Le groupe de la pharmacie s'était fait massacrer, il n'y avait aucun survivant. Une attaque aussi brutale que soudaine, on ne leur avait laissé aucune chance. La peur se lisait encore sur les visages figés des jeunes victimes qui avaient perdu la vie avant même de comprendre ce qui leur arrivaient.
Olivier 16 ans, Inès 15 ans, Nathan 14 ans, Théodore 14 ans, Elise 13 ans et Michael, 11 ans et demi. Tous volontaires pour l'expédition, j'avais pu discuter avec chacun d'entre eux au moins une fois. Pas assez longtemps pour les connaître certes, mais assez pour comprendre qu'ils étaient courageux, et qu'ils auraient trouvé leur place dans ce nouveau monde.

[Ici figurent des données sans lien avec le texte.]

PR #901, opened 2016-04-18
Add option for custom input renderer function

leftmostcat:
This partially mimics the menuRenderer, valueRenderer and optionRenderer props and allows the user to use a custom input in place of the existing `renderInput()` code. The existing behavior is retained verbatim if the inputRenderer prop is not set, and delegates to the provided function otherwise. Changes in behavior should be minimal and isolated.

I haven't provided updates to the documentation for this change as yet. If the maintainers want to pull this change into master, I'll gladly make the necessary changes myself.


JedWatson:
Thanks @leftmostcat - I'm happy to add this!

hhaidar:
Sorry to resurrect this, but how would one pass the required props for onChange/etc?

Doesn't seem like there's a mechanism for it right now.

tecnolocoEdan:
Any news for the documentation of inputRenderer?

PR #922, opened 2016-04-29
Enhance IE 8 compatibility

rockallite:
This PR tries to enhance IE 8 compatibility.
* It includes some CSS fixes for positioning and coloring on IE 8.
* It adds `.Select--single` CSS class to single select components. Meanwhile, it replaces `:not(.Select--multi)` CSS selectors with `.Select--single` classes in CSS files. The former does not work on IE 8, and causes sibling CSS rules (separated by commas) fail.
* It maintains usability in Chrome and Safari without side effects.

There are other `:not` CSS selectors which are not replaced. Although they do not work on IE 8, I consider them appearance enhancements which are too trivial to fix.


JedWatson:
I think IE8 support is limited, given that React v15+ have dropped it (ref https://facebook.github.io/react/blog/2016/01/12/discontinuing-ie8-support.html) but this is great, @rockallite, so I'm happy to support it for a bit longer thanks to your help :)

PR #924, opened 2016-04-29
Clarify behavior in NumericSelect example

jakeboone02:
The actual behavior of the example is:

```
[x] Match value only
[ ] Match label only
```
^ matches value only

```
[ ] Match value only
[x] Match label only
```
^ matches label only

```
[ ] Match value only
[ ] Match label only
```
^ matches both

```
[x] Match value only
[x] Match label only
```
^ matches both

So, the checkboxes each indicate that their respective attribute is matched or not matched, independent of the other checkbox (except when both options are unchecked).  I think removing the word "only" from the labels makes them more accurate.

Or you could make it three radio buttons:
```
(*) Match value only
( ) Match label only
( ) Match both
```


JedWatson:
Thanks @jakeboone02, that _is_ clearer

PR #925, opened 2016-04-29
Update README to mention react-virtualized-select

bvaughn:
@jakeboone02 made a [suggestion](https://github.com/JedWatson/react-select/issues/771#issuecomment-215851474) on issue #771 to update the README to point out `react-virtualized-select` as the easiest way of integrating react-virtualized with react-select. Seemed like a reasonable suggestion since it prevents users from having to reinvent the wheel, so I took a stab at updating the README. :)


JedWatson:
Cheers @bvaughn!

PR #926, opened 2016-05-01
Remove unnecessary onUnfocus

gojohnnygo:
This PR fixes the `Uncaught TypeError: this.props.onUnfocus is not a function` error on the "Custom Placeholder, Option and Value Components" example. 

`handleMouseLeave()` and `onUnfocus` is removed.


JedWatson:
Thanks @gojohnnygo

PR #930, opened 2016-05-02
Support for react components in searchPromptText

hellaeon:
We needed to add this change to support styling of the searchPromptText.
Since **searchPromptText** and **noResultsText** now both support text and rendered components, I would like to suggest these are renamed to **searchPromptLabel** and **noResultsLabel**


JedWatson:
Really good point, @hellaeon. Thanks for the PR, and I agree - `{x}Label` would be clearer!

I think for `1.0.0` it would be fine to support the `{x}Text` prop as a fallback with a deprecation warning to the console (can be removed in 2.x) - would you mind submitting that change in another PR?

PR #931, opened 2016-05-02
Fix MIT License

ilkome:


JedWatson:
:+1: thanks @ilkome, good eye for detail!

PR #1293, opened 2016-10-09
Allow users to specify noResultsText

DanielHeath:
Currently if there are no search results the message displayed
is the same one used when a user hasn't started typing.

This change enables users of Async to provide different messaging when
a user has not started typing vs when no records matched a search.


JedWatson:
Great, thanks @DanielHeath

PR #1295, opened 2016-10-11
Updates onChange handler signature

lparvinsmith:
Hi! I noticed the signature of the `onChange` prop has changed from what is described in the docs, and it appears `joinValues` and `simpleValue` props are being deprecated.


JedWatson:
Thanks for the PR @lparvinsmith, I've checked and it's now correct for the 1.0 release.

Issue #1287, opened 2016-10-07
Firefox displays items in two rows


heaks:
Firefox shows items like this
![screen shot 2016-10-07 at 5 01 47 pm](https://cloud.githubusercontent.com/assets/17325467/19192772/05ef51bc-8cb0-11e6-983f-d8df79f07aef.png)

Puissiez-vous désormais la trouver ailleurs que sur cette terre, car je doute qu'il y ait d'autres mondes plus cruels que celui-ci.
Le massacre s'était déroulé à l'intérieur de la pharmacie, et il y avait eu plusieurs assaillants. L'un d'eux bloquait l'unique sortie pendant que les autres écrasaient les adolescents et les enfants qui ne pouvaient que se replier vers le fond du magasin, sans aucune issue possible. Ce n'était pas l'oeuvre d'autres humains, car les médicaments étaient toujours dans les sacs des anciens membres de l'expédition. Cette boucherie n'avait pour raison que le pur sadisme de créatures agressives et sanguinaires, ce qui correspondait parfaitement à un profil ayant vu le jour juste après la tempête : Les pustuleux. La rencontre tant redoutée avec eux avait finalement eu lieu, mais elle avait été bien pire encore que ce que j'avais pu imaginer.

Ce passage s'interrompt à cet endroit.